• _Aim of the task_
The records below must be retyped exactly.

-- Opening Marker --

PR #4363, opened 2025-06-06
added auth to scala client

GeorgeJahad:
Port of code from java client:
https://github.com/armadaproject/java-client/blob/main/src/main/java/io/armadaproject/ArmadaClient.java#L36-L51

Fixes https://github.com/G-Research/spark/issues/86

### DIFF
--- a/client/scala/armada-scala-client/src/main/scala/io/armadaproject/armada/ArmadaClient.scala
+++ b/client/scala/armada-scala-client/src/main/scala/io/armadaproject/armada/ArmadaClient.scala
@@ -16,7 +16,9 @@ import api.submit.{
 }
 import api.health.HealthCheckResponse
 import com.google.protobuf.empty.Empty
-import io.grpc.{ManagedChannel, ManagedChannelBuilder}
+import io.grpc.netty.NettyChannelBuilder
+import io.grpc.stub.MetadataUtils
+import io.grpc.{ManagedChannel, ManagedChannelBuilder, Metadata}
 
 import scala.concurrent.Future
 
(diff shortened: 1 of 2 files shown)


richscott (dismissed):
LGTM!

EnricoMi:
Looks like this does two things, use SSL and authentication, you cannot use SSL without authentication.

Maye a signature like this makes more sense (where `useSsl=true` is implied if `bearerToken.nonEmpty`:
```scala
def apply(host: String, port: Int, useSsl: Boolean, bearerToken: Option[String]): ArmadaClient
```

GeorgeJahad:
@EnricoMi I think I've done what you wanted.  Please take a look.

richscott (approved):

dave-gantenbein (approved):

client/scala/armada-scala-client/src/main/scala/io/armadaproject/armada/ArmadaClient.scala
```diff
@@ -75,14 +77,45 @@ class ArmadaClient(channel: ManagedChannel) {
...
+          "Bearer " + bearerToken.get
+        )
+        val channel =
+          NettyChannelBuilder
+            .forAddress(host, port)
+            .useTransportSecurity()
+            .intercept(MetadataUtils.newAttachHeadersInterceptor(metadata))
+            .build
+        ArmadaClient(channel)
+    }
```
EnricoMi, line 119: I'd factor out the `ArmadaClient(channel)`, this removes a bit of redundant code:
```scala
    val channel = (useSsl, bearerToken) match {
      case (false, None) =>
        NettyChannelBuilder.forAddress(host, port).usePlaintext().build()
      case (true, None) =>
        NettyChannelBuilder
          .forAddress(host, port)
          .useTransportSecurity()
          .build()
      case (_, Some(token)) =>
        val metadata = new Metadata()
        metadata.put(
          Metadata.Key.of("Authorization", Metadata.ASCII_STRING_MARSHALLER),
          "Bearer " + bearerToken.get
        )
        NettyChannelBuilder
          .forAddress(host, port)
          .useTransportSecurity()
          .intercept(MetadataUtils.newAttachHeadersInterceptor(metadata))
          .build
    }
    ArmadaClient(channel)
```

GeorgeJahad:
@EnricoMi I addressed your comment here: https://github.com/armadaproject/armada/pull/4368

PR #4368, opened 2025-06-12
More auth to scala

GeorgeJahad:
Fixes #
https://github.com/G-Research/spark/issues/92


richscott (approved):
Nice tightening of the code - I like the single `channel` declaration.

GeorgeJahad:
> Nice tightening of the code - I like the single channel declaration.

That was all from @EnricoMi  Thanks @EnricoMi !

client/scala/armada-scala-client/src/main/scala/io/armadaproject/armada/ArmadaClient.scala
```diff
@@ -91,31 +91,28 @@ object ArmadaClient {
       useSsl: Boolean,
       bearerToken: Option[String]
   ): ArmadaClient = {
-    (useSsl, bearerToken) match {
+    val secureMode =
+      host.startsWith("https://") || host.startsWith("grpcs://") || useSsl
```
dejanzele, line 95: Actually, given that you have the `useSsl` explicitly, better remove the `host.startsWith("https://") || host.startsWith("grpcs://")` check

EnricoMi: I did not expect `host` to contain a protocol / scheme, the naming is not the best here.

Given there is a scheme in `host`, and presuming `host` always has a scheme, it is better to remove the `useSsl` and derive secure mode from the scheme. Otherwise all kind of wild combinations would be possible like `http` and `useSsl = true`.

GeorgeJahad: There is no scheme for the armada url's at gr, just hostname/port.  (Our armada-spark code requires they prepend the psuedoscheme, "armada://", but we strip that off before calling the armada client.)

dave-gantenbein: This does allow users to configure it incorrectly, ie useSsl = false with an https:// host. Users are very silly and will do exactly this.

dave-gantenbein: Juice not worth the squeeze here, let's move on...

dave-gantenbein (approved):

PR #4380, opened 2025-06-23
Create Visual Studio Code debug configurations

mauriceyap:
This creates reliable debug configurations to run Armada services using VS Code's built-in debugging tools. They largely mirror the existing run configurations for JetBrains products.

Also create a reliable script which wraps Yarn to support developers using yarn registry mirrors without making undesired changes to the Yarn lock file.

-- Closing Marker --

• _Result_
PR #4363, opened 2025-06-06
added auth to scala client

GeorgeJahad:
Port of code from java client:
https://github.com/armadaproject/java-client/blob/main/src/main/java/io/armadaproject/ArmadaClient.java#L36-L51

Fixes https://github.com/G-Research/spark/issues/86

### DIFF
--- a/client/scala/armada-scala-client/src/main/scala/io/armadaproject/armada/ArmadaClient.scala
+++ b/client/scala/armada-scala-client/src/main/scala/io/armadaproject/armada/ArmadaClient.scala
@@ -16,7 +16,9 @@ import api.submit.{
 }
 import api.health.HealthCheckResponse
 import com.google.protobuf.empty.Empty
-import io.grpc.{ManagedChannel, ManagedChannelBuilder}
+import io.grpc.netty.NettyChannelBuilder
+import io.grpc.stub.MetadataUtils
+import io.grpc.{ManagedChannel, ManagedChannelBuilder, Metadata}
 
 import scala.concurrent.Future
 
(diff shortened: 1 of 2 files shown)


richscott (dismissed):
LGTM!

EnricoMi:
Looks like this does two things, use SSL and authentication, you cannot use SSL without authentication.

Maye a signature like this makes more sense (where `useSsl=true` is implied if `bearerToken.nonEmpty`:
```scala
def apply(host: String, port: Int, useSsl: Boolean, bearerToken: Option[String]): ArmadaClient
```

GeorgeJahad:
@EnricoMi I think I've done what you wanted.  Please take a look.

richscott (approved):

dave-gantenbein (approved):

client/scala/armada-scala-client/src/main/scala/io/armadaproject/armada/ArmadaClient.scala
```diff
@@ -75,14 +77,45 @@ class ArmadaClient(channel: ManagedChannel) {
...
+          "Bearer " + bearerToken.get
+        )
+        val channel =
+          NettyChannelBuilder
+            .forAddress(host, port)
+            .useTransportSecurity()
+            .intercept(MetadataUtils.newAttachHeadersInterceptor(metadata))
+            .build
+        ArmadaClient(channel)
+    }
```
EnricoMi, line 119: I'd factor out the `ArmadaClient(channel)`, this removes a bit of redundant code:
```scala
    val channel = (useSsl, bearerToken) match {
      case (false, None) =>
        NettyChannelBuilder.forAddress(host, port).usePlaintext().build()
      case (true, None) =>
        NettyChannelBuilder
          .forAddress(host, port)
          .useTransportSecurity()
          .build()
      case (_, Some(token)) =>
        val metadata = new Metadata()
        metadata.put(
          Metadata.Key.of("Authorization", Metadata.ASCII_STRING_MARSHALLER),
          "Bearer " + bearerToken.get
        )
        NettyChannelBuilder
          .forAddress(host, port)
          .useTransportSecurity()
          .intercept(MetadataUtils.newAttachHeadersInterceptor(metadata))
          .build
    }
    ArmadaClient(channel)
```

GeorgeJahad:
@EnricoMi I addressed your comment here: https://github.com/armadaproject/armada/pull/4368

PR #4368, opened 2025-06-12
More auth to scala

GeorgeJahad:
Fixes #
https://github.com/G-Research/spark/issues/92


richscott (approved):
Nice tightening of the code - I like the single `channel` declaration.

GeorgeJahad:
> Nice tightening of the code - I like the single channel declaration.

That was all from @EnricoMi  Thanks @EnricoMi !

client/scala/armada-scala-client/src/main/scala/io/armadaproject/armada/ArmadaClient.scala
```diff
@@ -91,31 +91,28 @@ object ArmadaClient {
       useSsl: Boolean,
       bearerToken: Option[String]
   ): ArmadaClient = {
-    (useSsl, bearerToken) match {
+    val secureMode =
+      host.startsWith("https://") || host.startsWith("grpcs://") || useSsl
```
dejanzele, line 95: Actually, given that you have the `useSsl` explicitly, better remove the `host.startsWith("https://") || host.startsWith("grpcs://")` check

EnricoMi: I did not expect `host` to contain a protocol / scheme, the naming is not the best here.

Given there is a scheme in `host`, and presuming `host` always has a scheme, it is better to remove the `useSsl` and derive secure mode from the scheme. Otherwise all kind of wild combinations would be possible like `http` and `useSsl = true`.

GeorgeJahad: There is no scheme for the armada url's at gr, just hostname/port.  (Our armada-spark code requires they prepend the psuedoscheme, "armada://", but we strip that off before calling the armada client.)

dave-gantenbein: This does allow users to configure it incorrectly, ie useSsl = false with an https:// host. Users are very silly and will do exactly this.

dave-gantenbein: Juice not worth the squeeze here, let's move on...

dave-gantenbein (approved):

PR #4380, opened 2025-06-23
Create Visual Studio Code debug configurations

mauriceyap:
This creates reliable debug configurations to run Armada services using VS Code's built-in debugging tools. They largely mirror the existing run configurations for JetBrains products.

Also create a reliable script which wraps Yarn to support developers using yarn registry mirrors without making undesired changes to the Yarn lock file.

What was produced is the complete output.